[Extracted records]
——————————
PR #628, opened 2023-02-27
flit_core: Normalize sdist names according to PEP 625

### LINKED ISSUE #626: flit-core: Implement sdist name normalization (PEP 625)
https://packaging.python.org/en/latest/specifications/source-distribution-format/#source-distribution-file-name
https://peps.python.org/pep-0625/

Basically, the distribution name and version needs to be normalized the same way as for wheels.

mgorny:
Normalize generated source distribution names using the same rules as wheels, as required by PEP 625 [1].  This aligns flit_core with other modern PEP 517 backends such as hatchling.

[1] https://peps.python.org/pep-0625/

Fixes #626

### DIFF
--- a/flit_core/flit_core/sdist.py
+++ b/flit_core/flit_core/sdist.py
@@ -157,13 +157,11 @@ class SdistBuilder:
 
     @property
     def dir_name(self):
-        return '{}-{}'.format(self.metadata.name, self.metadata.version)
+        return common.normalize_dist_name(self.metadata.name, self.metadata.version)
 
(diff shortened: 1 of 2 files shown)


mgorny:
I kinda suspect that it was too easy ;-).

takluyver:
Thanks! I know what you mean that it seems too easy, but I can't see anything wrong, so :crossed_fingers: it's OK. Sorry it's taken me a while to look at it.

mgorny:
Thanks!

PR #630, opened 2023-03-12
Read version from version files via ast

amyreese:
In cases where packages import `__version__` from version modules (like
those generated by setuptools_scm or attribution), this allows flit-core
to use the existing ast-based logic to read the version directly from
those files when possible. It checks a few well-known version filenames,
including the package-level `__init__.py` as usual, with `__init__.py`
taking precedence over external version files if an assigned
`__version__` value exists in multiple places.

This makes flit more resilient to reading version from these packages,
even if their `__init__.py` has transitive imports that aren't available
in the environment at build time (eg, conda-forge builds). It also
reduces the number of times when flit has to fall back to actually
importing the `__init__.py` file rather than reading with ast.

### DIFF
--- a/flit_core/flit_core/common.py
+++ b/flit_core/flit_core/common.py
@@ -71,6 +71,17 @@ class Module(object):
         else:
             return self.path
 
+    @property
+    def version_files(self):
+        if self.is_package:
+            paths = [self.path / '__init__.py']
+            for filename in ('version.py', '_version.py', '__version__.py'):
+                if (self.path / filename).is_file():
+                    paths.insert(0, self.path / filename)
+            return paths
+        else:
+            return [self.path]
+
     def iter_files(self):
         """Iterate over the files contained in this module.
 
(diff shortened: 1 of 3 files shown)


amyreese:
Being able to read `__version__` from a separate file, without needing to import the entire package, would resolve omnilib/ufmt#123 and mitigate the need for conda-forge to install runtime dependencies at build time to support packages that import `__version__` from a separate file.

akx:
FWIW, there's prior art in pypa/setuptools for this: https://github.com/pypa/setuptools/blob/be6c0218bcba78dbd4ea0b5a8bb9acd5d5306240/setuptools/config/expand.py#L160-L168

flit_core/flit_core/common.py
```diff
@@ -127,26 +138,26 @@ def get_docstring_and_version_via_ast(target):
...
+                        isinstance(target, ast.Name)
+                        and target.id == "__version__"
+                        for target in child.targets
+                    )
+                    and isinstance(child.value, ast.Str)
+            )
+            if is_version_str:
+                version = child.value.s
+                break
     return ast.get_docstring(node), version
```
takluyver, line 161: I think the docstring should always come from the main file (i.e. `__init__.py` if this is a package), rather than the version file. The first line of this docstring is used as the short description for PyPI by default.

takluyver:
Thanks! There's one little change I want (comment above), but I like the idea and the implementation. :+1:

flit_core/flit_core/common.py
amyreese: @takluyver I believe that's how this works as-implemented. The order of lookup is intentionally crafted with the `__init__.py` as the last entry `target.version_files`, and the loop doesn't short circuit. The docstring lookup only happens after the loop is completed, when `node` will always have the contents of `__init__.py`.

The existing test case [1][] passes, and contains the docstring from the fixture's `__init__.py`. I went ahead and pushed an additional change to add an "imposter" docstring to the `_version.py` fixture, to help show that it's not being used/selected.

[1]: https://github.com/pypa/flit/blob/fc640d2c79441bc8a37e5098db898ecd42bcc44f/flit_core/flit_core/tests/test_common.py#L83

takluyver: You're right, thanks. I had scanned the code and assumed the `break` would stop at the first file containing `__version__`, but of course it only breaks out of the inner loop.

flit_core/flit_core/common.py
```diff
@@ -71,6 +71,17 @@ def file(self):
         else:
             return self.path
 
+    @property
+    def version_files(self):
```
takluyver, line 75:
```suggestion
    def version_files(self):
    """Files which will be parsed to find a version number
    
    Files later in this list take precedence over earlier ones.
    """
```

takluyver:
Thanks @amyreese, and nice work on a first contribution. :slightly_smiling_face:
——————————
## WHAT IS NEEDED
The response should consist of all the entries, copied without any alteration.

## EXPECTED ANSWER
PR #628, opened 2023-02-27
flit_core: Normalize sdist names according to PEP 625

### LINKED ISSUE #626: flit-core: Implement sdist name normalization (PEP 625)
https://packaging.python.org/en/latest/specifications/source-distribution-format/#source-distribution-file-name
https://peps.python.org/pep-0625/

Basically, the distribution name and version needs to be normalized the same way as for wheels.

mgorny:
Normalize generated source distribution names using the same rules as wheels, as required by PEP 625 [1].  This aligns flit_core with other modern PEP 517 backends such as hatchling.

[1] https://peps.python.org/pep-0625/

Fixes #626

### DIFF
--- a/flit_core/flit_core/sdist.py
+++ b/flit_core/flit_core/sdist.py
@@ -157,13 +157,11 @@ class SdistBuilder:
 
     @property
     def dir_name(self):
-        return '{}-{}'.format(self.metadata.name, self.metadata.version)
+        return common.normalize_dist_name(self.metadata.name, self.metadata.version)
 
(diff shortened: 1 of 2 files shown)


mgorny:
I kinda suspect that it was too easy ;-).

takluyver:
Thanks! I know what you mean that it seems too easy, but I can't see anything wrong, so :crossed_fingers: it's OK. Sorry it's taken me a while to look at it.

mgorny:
Thanks!

PR #630, opened 2023-03-12
Read version from version files via ast

amyreese:
In cases where packages import `__version__` from version modules (like
those generated by setuptools_scm or attribution), this allows flit-core
to use the existing ast-based logic to read the version directly from
those files when possible. It checks a few well-known version filenames,
including the package-level `__init__.py` as usual, with `__init__.py`
taking precedence over external version files if an assigned
`__version__` value exists in multiple places.

This makes flit more resilient to reading version from these packages,
even if their `__init__.py` has transitive imports that aren't available
in the environment at build time (eg, conda-forge builds). It also
reduces the number of times when flit has to fall back to actually
importing the `__init__.py` file rather than reading with ast.

### DIFF
--- a/flit_core/flit_core/common.py
+++ b/flit_core/flit_core/common.py
@@ -71,6 +71,17 @@ class Module(object):
         else:
             return self.path
 
+    @property
+    def version_files(self):
+        if self.is_package:
+            paths = [self.path / '__init__.py']
+            for filename in ('version.py', '_version.py', '__version__.py'):
+                if (self.path / filename).is_file():
+                    paths.insert(0, self.path / filename)
+            return paths
+        else:
+            return [self.path]
+
     def iter_files(self):
         """Iterate over the files contained in this module.
 
(diff shortened: 1 of 3 files shown)


amyreese:
Being able to read `__version__` from a separate file, without needing to import the entire package, would resolve omnilib/ufmt#123 and mitigate the need for conda-forge to install runtime dependencies at build time to support packages that import `__version__` from a separate file.

akx:
FWIW, there's prior art in pypa/setuptools for this: https://github.com/pypa/setuptools/blob/be6c0218bcba78dbd4ea0b5a8bb9acd5d5306240/setuptools/config/expand.py#L160-L168

flit_core/flit_core/common.py
```diff
@@ -127,26 +138,26 @@ def get_docstring_and_version_via_ast(target):
...
+                        isinstance(target, ast.Name)
+                        and target.id == "__version__"
+                        for target in child.targets
+                    )
+                    and isinstance(child.value, ast.Str)
+            )
+            if is_version_str:
+                version = child.value.s
+                break
     return ast.get_docstring(node), version
```
takluyver, line 161: I think the docstring should always come from the main file (i.e. `__init__.py` if this is a package), rather than the version file. The first line of this docstring is used as the short description for PyPI by default.

takluyver:
Thanks! There's one little change I want (comment above), but I like the idea and the implementation. :+1:

flit_core/flit_core/common.py
amyreese: @takluyver I believe that's how this works as-implemented. The order of lookup is intentionally crafted with the `__init__.py` as the last entry `target.version_files`, and the loop doesn't short circuit. The docstring lookup only happens after the loop is completed, when `node` will always have the contents of `__init__.py`.

The existing test case [1][] passes, and contains the docstring from the fixture's `__init__.py`. I went ahead and pushed an additional change to add an "imposter" docstring to the `_version.py` fixture, to help show that it's not being used/selected.

[1]: https://github.com/pypa/flit/blob/fc640d2c79441bc8a37e5098db898ecd42bcc44f/flit_core/flit_core/tests/test_common.py#L83

takluyver: You're right, thanks. I had scanned the code and assumed the `break` would stop at the first file containing `__version__`, but of course it only breaks out of the inner loop.

flit_core/flit_core/common.py
```diff
@@ -71,6 +71,17 @@ def file(self):
         else:
             return self.path
 
+    @property
+    def version_files(self):
```
takluyver, line 75:
```suggestion
    def version_files(self):
    """Files which will be parsed to find a version number
    
    Files later in this list take precedence over earlier ones.
    """
```

takluyver:
Thanks @amyreese, and nice work on a first contribution. :slightly_smiling_face:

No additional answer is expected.